Lipophilicity (logD) and aqueous solubility (logS
w) play
a central role in drug development.
The accurate prediction of these properties remains to be solved due
to data scarcity. Current methodologies neglect the intrinsic relationships
between physicochemical properties and usually ignore the ionization
effects. Here, we propose an attention-driven mixture-of-experts (MoE)
model named ALipSol, which explicitly reproduces the hierarchy of
task relationships. We adopt the principle of divide-and-conquer by
breaking down the complex end point (logD or logS
w) into simpler ones (acidic pK
a, basic pK
a, and logP) and allocating a specific expert network for each subproblem.
Subsequently, we implement transfer learning to extract knowledge
from related tasks, thus alleviating the dilemma of limited data.
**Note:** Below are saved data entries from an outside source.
PR #1475, opened 2024-01-23
feat(google_big_query): actual connection check

davinov:
With a very simple query, that works even without any table. When testing, I measured that the status check took less than 1s.


lukapeschke (approved):
:1st_place_medal: niiiiiiice

PR #1514, opened 2024-02-09
feat(mongo_connector): Make pool size configurable

lukapeschke:
Work items:

- Added a new `max_pool_size` parameter to MongoConnector, which defaults to 1 (PyMongo's default pool size is 100).
- Ensure mongo clients are closed after usage. This may seem sub-optimal, but a typical connector usage is instanciation -> call a single method (retrieve data or get_status) -> close the client, so this seems reasonable
- Enable mypy checks on the Mongo connector, since it's by far the one we use the most

relates to TCTC-7814

### DIFF
--- a/CHANGELOG.md
+++ b/CHANGELOG.md
@@ -2,6 +2,10 @@
 
 ## Unreleased
 
+### Changed
+
+- Mongo: maximal connection pool size is now configurable via the `max_pool_size` parameter. It defaults to 1
+
 ## [5.2.0] 2024-02-08
 
 ### Changed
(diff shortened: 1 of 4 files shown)


lukapeschke:
# Connection beahvour on master
https://github.com/ToucanToco/toucan-connectors/assets/17085536/e06e7cb5-fb6b-493b-8f5c-21714723a2c5

# Connection behaviour on this branch

https://github.com/ToucanToco/toucan-connectors/assets/17085536/194d0968-b935-4d8d-875e-c20ebd203ac8

PR #1580, opened 2024-03-14
fix: elasticsearch form schema [TCTC-8032]

fspot:
Capturevido2024-03-14152813-ezgif com-video-to-gif-converter


lukapeschke (approved):
Thx! does this need a backport ?

PR #1666, opened 2024-06-07
fix(oracle_sql): pass parameters to pandas read_sql as numeric parameters

julien-pinchelimouroux:
## Change Summary

 - OracleSQL: pass parameters as numeric to `read_sql`

### DIFF
--- a/toucan_connectors/common.py
+++ b/toucan_connectors/common.py
@@ -340,6 +340,45 @@ def convert_to_qmark_paramstyle(query_string: str, params_values: dict) -> tuple
     return re.sub(RE_NAMED_PARAM, "?", query_string), flattened_values
 
 
+def convert_to_numbered_vars_paramstyle(query_string: str, params_values: dict) -> tuple[str, tuple[Any]]:
+    """Takes a query in pyformat paramstyle and transforms it in numbered paramstyle
+       by replacing placeholders by :n and returning values in right order
+    ex :
+        ('select * from test where id > %(id_nb)s and price > %(price)s;', {"id_nb":1, "price":10}
+    returns:
+        ('select * from test where id > :1 and price > :2;', (1, 10))"""
+    extracted_params = re.findall(RE_NAMED_PARAM, query_string)
+    qparams = [get_param_name(m) for m in extracted_params]
+    ordered_values = [params_values.get(p) for p in qparams]
+
+    variable_idx = 1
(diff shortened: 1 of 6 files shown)


toucan_connectors/oracle_sql/oracle_sql_connector.py
```diff
@@ -80,7 +80,14 @@ def _retrieve_data(self, data_source: OracleSQLDataSource) -> pd.DataFrame:
...
         query = data_source.query[:-1] if data_source.query.endswith(";") else data_source.query
-        df = pandas_read_sql(query, con=connection)
+        query_params = data_source.parameters or {}
+        df = pandas_read_sql(
+            query,
+            con=connection,
+            params=query_params,
+            render_user=True,
+            convert_to_numbered=True,
+        )
```
lukapeschke, line 90: Should you also specify `convert_to_printf=False` here ?

toucan_connectors/common.py
```diff
@@ -340,6 +340,45 @@ def convert_to_qmark_paramstyle(query_string: str, params_values: dict) -> tuple
     return re.sub(RE_NAMED_PARAM, "?", query_string), flattened_values
 
 
+def convert_to_numbered_vars_paramstyle(query_string: str, params_values: dict) -> tuple[str, tuple[Any]]:
```
lukapeschke, line 343: It's called the `numeric` param style: https://peps.python.org/pep-0249/#paramstyle

Also, could you please add parametrized unit tests for this function ? If the oracle connectors is discontinued at some point, we won't have any tests left

lukapeschke (changes requested):

toucan_connectors/common.py
```diff
@@ -340,6 +340,45 @@ def convert_to_qmark_paramstyle(query_string: str, params_values: dict) -> tuple
     return re.sub(RE_NAMED_PARAM, "?", query_string), flattened_values
 
 
+def convert_to_numeric_paramstyle(query_string: str, params_values: dict) -> tuple[str, tuple[Any]]:
+    """Takes a query in pyformat paramstyle and transforms it in numbered paramstyle
```
fspot, line 344:
```suggestion
    """Takes a query in pyformat paramstyle and transforms it in numeric paramstyle
```

fspot (approved):

lukapeschke (approved):

PR #1668, opened 2024-06-12
chore: v6.2.0

julien-pinchelimouroux:


lukapeschke (changes requested):
sonar properties need to be updated as well

lukapeschke (commented):
Also it should be 6.2.0, since a feature was introduced

lukapeschke (approved):

PR #1671, opened 2024-06-13
chore: v3.23.30

julien-pinchelimouroux:


lukapeschke (changes requested):
This branch contains extremely cursed and non-semver versioning, so we stick to `3.23.xxx`. Changes are correct but version should be 3.23.30

PR #1751, opened 2024-08-29
feat: add token_header_name option to http connectors (TCTC-8945)

julien-pinchelimouroux:
## Change Summary

- Adds `token_header_name` option to `CustomServerToken` authentication method.


julien-pinchelimouroux:
Add option to connector's documentation
Specify that CustomTokenServer endpoint needs to return a json object with auth token inside

PR #1764, opened 2024-09-10
fix(mysql): get_model now supports extra kwargs so it doesnt crash [TCTC-9223]

fspot:
Laputa now calls get_model with some extra parameters, but these parameters were not added for 3 sql connector's `get_model` method : 
- mysql
- redshift
- snowflake oauth2

When get_model fails, the screen supposed to list db tree structure loads forever (cf. jira card https://toucantoco.atlassian.net/browse/TCTC-9223)

### DIFF
--- a/CHANGELOG.md
+++ b/CHANGELOG.md
@@ -2,6 +2,10 @@
 
 ## Unreleased
 
+### Fix
+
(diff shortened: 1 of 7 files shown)


lukapeschke (approved):
My bad I was 100 sure that I did the update everywhere :facepalm: 

Could we maybe enable type checking on these files if it isn't too much work ?

PR #1772, opened 2024-09-13
feat: when testing connection, set timeout to 10s when checking if port is opened [TCTC-7385]

fspot:
https://toucantoco.atlassian.net/browse/TCTC-7385


julien-pinchelimouroux (approved):
:ok_hand:

PR #1784, opened 2024-10-02
fix(biquery): enforce int and float dtypes [TCTC-9419]

lukapeschke:
Also introduce integration tests for GBQ


julien-pinchelimouroux (approved):
Merci ! :pray:

PR #1794, opened 2024-10-14
feat: add pagination configs for HTTP API Connector (TCTC-9227)

julien-pinchelimouroux:
## Proposal pagination v0: 

Add a `http_Pagination` attribute to `HttpAPIConnector` which works like the `auth` configuration:
 - the user can activate pagination in its interface and then choose the kind of pagination he wants.
 - each pagination type must have its default configuration, which will be displayed to the user once its selected
 
 That `http_pagination` is transformed to a `PaginationConfig`. 
 All PaginationConfigs works the same : 
  - `apply_pagination_to_data_source` : it transform the data_source in order to add all pagination arguments needed to the API request
  - `get_next_pagination_config`: it computes the next pagination_config for the next API call based on the last API response
  - [optional] `get_pagination_info_filter`: it returns the JQ filter that can be used to extract pagination information from the previous API call
  
## Next steps: 
 - Implement more pagination types
 - Accept other HTTP method / parameter position (ex offset_limit in request headers)
 - Add  http_config form to the front end connector settings
 - Write pagination config documentation section
   
## Limits:
 - All HTTP calls will be performed one after the other, that can produce throttling errors (429). Maybe add an additional config for that in the http_config?
 - HTTP API must be able to return all results in less than 30s. We can only accept small datasets.
 
 ## Front example 
 
image

### DIFF
--- a/toucan_connectors/http_api/http_api_connector.py
+++ b/toucan_connectors/http_api/http_api_connector.py
@@ -8,7 +8,7 @@ from pydantic import AnyHttpUrl, BaseModel, Field, FilePath
 from requests.exceptions import HTTPError
 
 from toucan_connectors.http_api.http_api_data_souce import HttpAPIDataSource
-from toucan_connectors.http_api.pagination_configs import PaginationConfig
+from toucan_connectors.http_api.pagination_configs import HttpPagination, PaginationConfig
 
 try:
     import pandas as pd
@@ -70,7 +70,7 @@ class HttpAPIConnector(ToucanConnector, data_source_model=HttpAPIDataSource):
         None,
         description="You can provide a custom template that will be used for every HTTP request",
     )
-    pagination_config: PaginationConfig = Field(PaginationConfig(), title="Pagination configuration")
+    http_pagination: HttpPagination = Field(HttpPagination(), title="Pagination configuration")
 
     def do_request(self, query, session):
         """
@@ -155,7 +155,9 @@ class HttpAPIConnector(ToucanConnector, data_source_model=HttpAPIDataSource):
         try:
             results = pd.DataFrame(
                 self.perform_requests(
-                    data_source=data_source, session=session, pagination_config=self.pagination_config
+                    data_source=data_source,
+                    session=session,
+                    pagination_config=self.http_pagination.get_pagination_config(),
                 )
             )
         except HTTPError as exc:
--- a/toucan_connectors/http_api/http_api_connector.py
+++ b/toucan_connectors/http_api/http_api_connector.py
@@ -26,6 +26,7 @@ except ImportError as exc:  # pragma: no cover
 
 from toucan_connectors.auth import Auth
 from toucan_connectors.common import (
+    HttpError,
     nosql_apply_parameters_to_query,
     transform_with_jq,
 )
@@ -37,6 +38,10 @@ TOO_MANY_REQUESTS = 429
 
 class HttpAPIConnectorError(Exception):
     """Raised when an error occurs while fetching data from an HTTP API"""
+
+    def __init__(self, message: str, original_exc: HttpError) -> None:
+        super().__init__(message)
+        self.original_exc = original_exc
 
 
 class ResponseType(str, Enum):
@@ -182,8 +187,9 @@ class HttpAPIConnector(ToucanConnector, data_source_model=HttpAPIDataSource):
         except HTTPError as exc:
             if exc.response.status_code == TOO_MANY_REQUESTS:
                 raise HttpAPIConnectorError(
-                    "Failed to retrieve data: the connector tried to perform too many requests."
-                    " Please check your API call limitations."
+                    message="Failed to retrieve data: the connector tried to perform too many requests."
+                    " Please check your API call limitations.",
+                    original_exc=exc,
                 ) from exc
             else:
                 raise
--- a/toucan_connectors/http_api/http_api_connector.py
+++ b/toucan_connectors/http_api/http_api_connector.py
@@ -3,9 +3,12 @@ from enum import Enum
 from logging import getLogger
 from typing import Any, List
 from xml.etree.ElementTree import ParseError, fromstring, tostring
+from requests.exceptions import HTTPError
 
 from pydantic import AnyHttpUrl, BaseModel, Field, FilePath
-from pydantic.json_schema import DEFAULT_REF_TEMPLATE, GenerateJsonSchema, JsonSchemaMode
+
+from toucan_connectors.http_api.http_api_data_souce import HttpAPIDataSource
+from toucan_connectors.http_api.pagination_configs import PaginationConfig
 
 try:
     import pandas as pd
@@ -19,8 +22,6 @@ except ImportError as exc:  # pragma: no cover
 
 from toucan_connectors.auth import Auth
 from toucan_connectors.common import (
-    FilterSchema,
-    XpathSchema,
     nosql_apply_parameters_to_query,
     transform_with_jq,
 )
@@ -28,15 +29,12 @@ from toucan_connectors.toucan_connector import ToucanConnector, ToucanDataSource
 from toucan_connectors.utils.json_to_table import json_to_table
 
 
+TOO_MANY_REQUESTS = 429
+
+
 class ResponseType(str, Enum):
     json = "json"
     xml = "xml"
-
-
-class Method(str, Enum):
-    GET = "GET"
-    POST = "POST"
-    PUT = "PUT"
 
 
 class Template(BaseModel):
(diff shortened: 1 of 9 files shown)


toucan_connectors/http_api/http_api_connector.py
```diff
@@ -183,24 +115,63 @@ def do_request(self, query, session):
...
+            HttpAPIConnector.logger.error(f"Could not transform {raw_result} using {jq_filter}")
             raise
 
+        results = []
+        if next_pagination_config := pagination_config.get_next_pagination_config(
+            result=parsed_result, pagination_info=parsed_pagination_info
+        ):
+            results += self.perform_requests(
+                data_source=data_source, session=session, pagination_config=next_pagination_config
+            )
```
lukapeschke, line 144: Could we have something non-recursive here ? I'm afraid that for APis with very small page size (such as Hubspot), we'll quickly reach the stack limits :grimacing:

toucan_connectors/http_api/http_api_connector.py
```diff
@@ -183,24 +115,63 @@ def do_request(self, query, session):
...
+                    data_source=data_source,
+                    session=session,
+                    pagination_config=self.http_pagination.get_pagination_config(),
+                )
+            )
+        except HTTPError as exc:
+            if exc.response.status_code == TOO_MANY_REQUESTS:
+                raise HTTPError(
+                    "Fails to retrieve data: the connector tried to perform too many requests."
+                    " Please check your API call limitations."
```
lukapeschke, line 167:
```suggestion
                    "Failed to retrieve data: the connector tried to perform too many requests."
                    " Please check your API call limitations."
```

toucan_connectors/http_api/http_api_connector.py
```diff
@@ -183,24 +115,63 @@ def do_request(self, query, session):
...
+            results = pd.DataFrame(
+                self.perform_requests(
+                    data_source=data_source,
+                    session=session,
+                    pagination_config=self.http_pagination.get_pagination_config(),
+                )
+            )
+        except HTTPError as exc:
+            if exc.response.status_code == TOO_MANY_REQUESTS:
+                raise HTTPError(
```
lukapeschke, line 165: A custom exception should be raised here, as you're removing information from the original information, such as the status code: If some other code is catching `HTTPError` higher up, if might have unexpected behavior since some information it expects to find in the exception wouldn't be present

toucan_connectors/http_api/pagination_configs.py
```diff
@@ -0,0 +1,128 @@
+from enum import Enum
+from typing import Any, Optional
+
+from pydantic import BaseModel, Field
+
+from toucan_connectors.common import FilterSchema
+from toucan_connectors.http_api.http_api_data_souce import HttpAPIDataSource
+
+
+class PaginationConfig(BaseModel):
```
lukapeschke, line 10: Nit: could you make this an abstract class and create a `NoopPaginationConfig` to make it explicit that it will not paginate ?

toucan_connectors/http_api/pagination_configs.py
```diff
@@ -0,0 +1,128 @@
...
+    limit_name: str = "limit"
+    limit: int
+
+    def apply_pagination_to_data_source(self, data_source: HttpAPIDataSource) -> HttpAPIDataSource:
+        offset_limit_params = {self.offset_name: self.offset, self.limit_name: self.limit}
+        if data_source.params is None:
+            data_source.params = offset_limit_params
+        else:
+            data_source.params |= offset_limit_params
+        return data_source
```
lukapeschke, line 42: Implem looks good, but I'd prefer if it did not mutate the passed data source:

```suggestion
    def apply_pagination_to_data_source(self, data_source: HttpAPIDataSource) -> HttpAPIDataSource:
        offset_limit_params = {self.offset_name: self.offset, self.limit_name: self.limit}
        if data_source.params is None:
            params = offset_limit_params
        else:
            params |= offset_limit_params
        return data_source.model_copy(updates={"params": params})
```

toucan_connectors/http_api/pagination_configs.py
```diff
@@ -0,0 +1,128 @@
...
+    page_name: str = "page"
+    page: int = 0
+
+    def apply_pagination_to_data_source(self, data_source: HttpAPIDataSource) -> HttpAPIDataSource:
+        page_based_params = {self.page_name: self.page}
+        if data_source.params is None:
+            data_source.params = page_based_params
+        else:
+            data_source.params |= page_based_params
+        return data_source
```
lukapeschke, line 63: Same remark re: mutation

toucan_connectors/http_api/pagination_configs.py
```diff
@@ -0,0 +1,128 @@
...
+
+    def get_pagination_config(self) -> PaginationConfig:
+        auth_class = {
+            PaginationType.nothing: PaginationConfig,
+            PaginationType.offset_limit: OffsetLimitPaginationConfig,
+            PaginationType.cursor: CursorBasedPaginationConfig,
+            PaginationType.page: PageBasedPaginationConfig,
+        }[self.type]
+        pagination_config = auth_class(**self.kwargs)
+        return pagination_config
```
lukapeschke, line 128: Why not an union type ?

`HttpPaginationConfig: TypeAlias = PaginationConfig | OffsetLimitPaginationConfig ...`

toucan_connectors/http_api/http_api_connector.py
```diff
@@ -183,24 +115,63 @@ def do_request(self, query, session):
...
+        jq_filter = query["filter"]
+        raw_result = self.do_request(query, session)
+
         try:
-            return transform_with_jq(data, jq_filter)
+            parsed_result = transform_with_jq(raw_result, jq_filter)
+            parsed_pagination_info = None
+            if jq_pagination_filter := pagination_config.get_pagination_info_filter():
+                # transform_with_jq search for all occurrences, it will always return a list of values
+                parsed_pagination_info = transform_with_jq(raw_result, jq_pagination_filter)[0]
```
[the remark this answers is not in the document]
julien-pinchelimouroux: In fact, I don't think that try/except is useful
If we look at `test_get_df_with_cursor_pagination` test, even if the key is missing, `transform_with_jq` will return `[None]`, which will result as stopping the data fetching : `pagination_config.get_next_pagination_config()` will return None

toucan_connectors/http_api/http_api_connector.py
julien-pinchelimouroux: You're right, didnt thought to async loads with larger datasets !

toucan_connectors/http_api/pagination_configs.py
```diff
@@ -0,0 +1,128 @@
...
+        if data_source.params is None:
+            data_source.params = page_based_params
+        else:
+            data_source.params |= page_based_params
+        return data_source
+
+    def get_next_pagination_config(
+        self, result: Any, pagination_info: Any | None
+    ) -> Optional["PageBasedPaginationConfig"]:
+        if len(result) < 1:
```
davinov, line 68: Optional: maybe some API would return an error instead of an empty page? E.g. `404`

toucan_connectors/http_api/pagination_configs.py
davinov: That may also lead to a better generated form, with arguments being more explicit for each type.

davinov (commented):
Thanks for this good work :+1: 
I think it would be nice to have a document (PAT) somewhere to describe the pagination types, maybe with examples. That would help:
- us to find easily which cases are handled and which are not
- the product team to write the doc

davinov:
Also: there is a type of pagination, advised in Hypermedia APIs, where we get the next page URL: https://www.google.com/search?client=firefox-b-d&q=REST+hypermedia+pagination
I think it should be quite easy to implement, as `apply_pagination_to_data_source` should just replace all or a part of the URL (usually just keep the scheme and domain).
Do we think it would be worth adding it?

fspot:
Top :+1:

julien-pinchelimouroux:
P.A.T => https://toucantoco.atlassian.net/wiki/spaces/TTA/pages/4615897116/PAT+276+--+HTTP+Connector+v1+Pagination

davinov (commented):
Thanks! Could we add a log on each page, so we can follow the work done while it happens? (as it will probably take some time if there is many pages)

toucan_connectors/http_api/pagination_configs.py
```diff
@@ -0,0 +1,189 @@
...
+
+from pydantic import BaseModel, Field
+
+from toucan_connectors.common import FilterSchema
+from toucan_connectors.http_api.http_api_data_souce import HttpAPIDataSource
+
+_LOGGER = logging.getLogger(__name__)
+
+
+class PaginationConfig(BaseModel):
```
lukapeschke, line 13: Needs to inherit ABC as well to be considered abstract: 
* https://docs.python.org/3/library/abc.html 
* https://docs.pydantic.dev/latest/concepts/models/#abstract-base-classes

toucan_connectors/http_api/pagination_configs.py
```diff
@@ -0,0 +1,189 @@
...
+        """Computes next pagination config based on the parsed API responses"""
+        pass
+
+    def get_pagination_info_filter(self) -> str | None:
+        """Returns the JQ filter that must be applied to the raw API result to retrieve pagination info"""
+        pass
+
+    def get_error_status_whitelist(self) -> list[str] | None:
+        """Returns the list of the error statuses which means the end of data fetching, and so to ignore"""
+        pass
```
lukapeschke, line 34:
```suggestion
    @abstractmethod
    def apply_pagination_to_data_source(self, data_source: HttpAPIDataSource) -> HttpAPIDataSource:
        """Apply pagination to data source and return it"""

    @abstractmethod
    def get_next_pagination_config(self, result: Any, pagination_info: Any | None) -> Optional["PaginationConfig"]:
        """Computes next pagination config based on the parsed API responses"""

    @abstractmethod
    def get_pagination_info_filter(self) -> str | None:
        """Returns the JQ filter that must be applied to the raw API result to retrieve pagination info"""

    @abstractmethod
    def get_error_status_whitelist(self) -> list[str] | None:
        """Returns the list of the error statuses which means the end of data fetching, and so to ignore"""
```

toucan_connectors/http_api/http_api_connector.py
```diff
@@ -19,26 +26,24 @@
...
 )
 from toucan_connectors.toucan_connector import ToucanConnector, ToucanDataSource
 from toucan_connectors.utils.json_to_table import json_to_table
 
+TOO_MANY_REQUESTS = 429
+
+
+class HttpAPIConnectorError(Exception):
+    """Raised when an error occurs while fetching data from an HTTP API"""
+
```
lukapeschke, line 40: would be great if we had an `original_exc` attribute for later investigation:

```suggestion
class HttpAPIConnectorError(Exception):
    """Raised when an error occurs while fetching data from an HTTP API"""
    
    def __init__(self, original_exc: HttpError) -> None:
        super().__init__()
        self.original_exc = original_exc

```

lukapeschke (commented):
Much better, thanks a lot!

davinov (approved):

PR #23, opened 2015-04-16
Fix #20: Add isless(a,b) for GraDual type

### LINKED ISSUE #20: A definition of isless for GraDual?
Shouldn't GraDual{T} be comparable to T so that `isless(graDual, x) == isless(graDual.v, x)`?

Otherwise it's not possible to differentiate `x > 0 ? x : -x`

vrld:
Add isless(x1::GraDual, x2) and isless(x1, x2::GraDual) so that functions taking a minimum, maximum, etc are differentiable.


scidom:
@vrld I will merge this; I was thinking of changing 

```
isless(x1::GraDual, x2) = isless(value(x1), x2)
```

to 
```
isless(x1::GraDual, x2::Number) = isless(value(x1), x2)
```

I will do this after merging.

PR #25, opened 2015-05-29
Fix #24

### LINKED ISSUE #24: Bug in `typed_fad_gradient`
Consider the following function 

```
using ForwardDiff;
srand(1)
y = randn(100);
x = randn(100,2);
g(theta)  = x.*(y-x*theta);
gn(theta) = vec(sum(g(theta), 1));
gn([.1,.1])
```

I want to use `typed_fad_gradient` to calculate the derivative of `gn` with respect to `theta`. This code 

```
    h1 = ForwardDiff.typed_fad_gradient(gn, Float64);
    h1([.1,.1])
```
provides the correct gradient
``` 
 2x2 Array{Float64,2}:
  -103.869     11.1779
    11.1779  -119.393
```
as it can be seen by comparing it with the analytic gradient
```
    -x'x
```
	
Suppose now the function to be derived is defined using a linear algebra
operation, i.e.,

```
 p = ones(100);
 wgn(theta) = g(theta)'p;
 h2 = ForwardDiff.typed_fad_gradient(wgn, Float64);
 h2([.1,.1])
```
Although `wgn([.1,.1]).==gn([.1,.1])`, the gradient returned by `type_fad_gradient` is
```
 2x2 Array{Float64,2}:
  103.869   -11.1779
  -11.1779  119.393  
```
which is different from `h1([.1,.1])` and from `-x'x` by a factor of `-1`.

gragusa:
I tracked the problem mentioned on #24 on the lack of a transpose/ctranspose methods for GradDual. I added those. Test still pass, but I am not sure I am doing it right. (The problem with #24 is gone though).

### DIFF
--- a/src/typed_fad/GraDual.jl
+++ b/src/typed_fad/GraDual.jl
@@ -67,6 +67,16 @@ isless(x1::Number, x2::GraDual) = isless(x1, value(x2))
 
 show(io::IO, x::GraDual) = print(io, "GraDual(", value(x), ",\n", grad(x), ")")
 
+function transpose{T<:Real, n}(x::GraDual{T, n})
+  g = Array(T, n)
+  for i in 1:n
+    g[i] = x.g[i]
+  end
+  GraDual{T, n}(x.v, g)
+end
+
+ctranspose{T<:Real, n}(x::GraDual{T, n}) = transpose(x)
+
 function conj{T<:Real, n}(x::GraDual{T, n})
   g = Array(T, n)
   for i in 1:n


scidom:
Thanks, @gragusa. I think you need to correct only one thing; use `g = Array(T, 1, n)` instead of `g = Array(T, n)`. So, your code would be:

```
function transpose{T<:Real, n}(x::GraDual{T, n})
  g = Array(T, 1, n)
  for i in 1:n
    g[i] = x.g[i]
  end
  GraDual{T, n}(x.v, g)
end

ctranspose{T<:Real, n}(x::GraDual{T, n}) = transpose(x)
```

But then, looking more closely, my suggestion can't work, because we have defined the `g` field of a `GraDual` to be a vector, and by transposing it we turn it to a matrix in Julia terms. Your definition on the other hand works, though I am trying to convince myself that it is reasonable to define transposition in a way that does not adhere with the more general way Julia treats vector transposition.

scidom:
P.S. An alternative option would be to define the `g` field of `GraDual` as `g::Union(Vector{T}, Matrix{T})` but I am not sure this is a good idea.

scidom:
P.S.2: On a second note, your definition makes sense if we decide to consider/define transposition only in terms of the scalar value field `v` of a `GraDual`, in a similar way we confined ourselves on the `v` field in the case of functions such as `isless`. Then we can proceed using your definition.

gragusa:
@scidom I get your points --- but beside style, what do you think are the side effects of my definition? I can't see any, but that's just me being near sighted I guess!

gragusa:
My stance is that derivatives involving  linear algebra ops boil down to sums of scalar linear functions. As such, considering --- as you said --- the transposition in terms of the scalar value field v of a GraDual

scidom:
I get your point @gragusa. My main consideration is that there is no natural way of defining uniquely some concepts for `GraDual`, same goes for other functions such as `isless`, not only transposition. There is some ambiguity since there is no obvious mathematical interpretation or setting for such definitions (why for example not transpose the gradient field `g` along with `v` or why to transpose it - that's the ambiguity I am referring to). That being said, I will merge your PR, given that my consideration is not specific to transposition and it has previously being surpassed when it come to ordering of `GraDual` objects.

PR #38, opened 2015-08-17
RFC: Add Partials type to separate ForwardDiffNumber implementations from container implementation

jrevels:
This cleans up a lot of the code that was previously in the `gradnum_math` folder by adding a layer of abstraction over the container type used for `GradientNumber`s. In addition, [I ran these benchmarks](https://github.com/JuliaDiff/ForwardDiff.jl/blob/master/benchmarks/benchmarks.jl#L20) and saw between a 10% and 30% speedup when taking the gradient compared to master.

This abstraction layer may also be useful in the future for providing `HessianNumber`s (or even `TensorNumber`s) with `Tuple` support, though that's not really the point of this PR.

@mlubin This is essentially ready for merging as soon as I see that tests pass and code coverage hasn't been messed up by it (I think this is the implementation we should benchmark against for this week).


mlubin:
Is there a quick explanation for why this is faster?

jrevels:
Well, the process of separating everything out causes the code to do a lot less "manual" type-inferencing (before, the code was doing a lot of type promotion/calling inner constructors, which you can see happening all over [here](https://github.com/JuliaDiff/ForwardDiff.jl/commit/873f7d3b95a753bfa108958470cb36699a61338d#diff-fc0ff6be0044f3f461cc21198fe3303c)). I don't know why exactly, but maybe the cleaner code is easier for Julia's codegen to reason about? Normally, I would guess that master might've had some "superfluous" conversions happening by accident, and maybe this PR reduces their occurrence, but I really didn't think there were any extra conversions going on behind-the-scenes in the first place.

Additionally, we substitute the gating network with an attention mechanism
to better capture the dynamic task relationships on a per-example
basis. We adopt local fine-tuning and consensus prediction to further
boost model performance. Extensive evaluation experiments verify the
success of the ALipSol model, which achieves RMSE improvement of 8.04%,
2.49%, 8.57%, 12.8%, and 8.60% on the Lipop, ESOL, AqSolDB, external
logD, and external logS data sets,
respectively, compared with Attentive FP and the state-of-the-art in silico tools. In particular, our model yields more significant
advantages (Welch’s t-test) for small training
data, implying its high robustness and generalizability. The interpretability
analysis proves that the atom contributions learned by ALipSol are
more reasonable compared with the vanilla Attentive FP, and the substitution
effects in benzene derivatives agreed well with empirical constants,
revealing the potential of our model to extract useful patterns from
data and provide guidance for lead optimization.